-- Extracted records follows --
PR #906, opened 2019-05-11
Update PureConfig config to use the official repo

ruippeixotog:
We removed Ammonite from our build quite some time ago, so there shouldn't be a problem with using the official repo directly now. Our builds on `master` rarely fail and when they do it's not because of compilation or unit test failures, so it should also be safe to use the `master` branch.

### DIFF
--- a/configs/community.dbuild
+++ b/configs/community.dbuild
@@ -2277,14 +2277,9 @@ build += {
     uri:  ${vars.uris.circe-config-uri}
   }
 
-  # forked (November 2017, refreshed January 2018) to remove a build.sbt thing that
-  # adds Ammonite, because it isn't a true dependency and we don't want the complication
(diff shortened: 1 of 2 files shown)


SethTisue:
thank you!

SethTisue:
@ruippeixotog this is a problem for us:

```
  initialize := {
    val required = "1.8"
    val current = sys.props("java.specification.version")
    assert(current == required, s"Unsupported JDK: java.specification.version $current != $required")
  },
```

as we run the community build on JDK 11 and JDK 12 too, not just JDK 8

would it be possible to either remove the check, or make it possible to disable?

ruippeixotog:
Sure, this is old code that serves no purpose now. I just submitted https://github.com/pureconfig/pureconfig/pull/474.

SethTisue:
thank you!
-- Extracted records concluded --
* Your assignment *
In the records above, how many lines include the string "version"? Answer with only the number.

* Response to this exercise *
2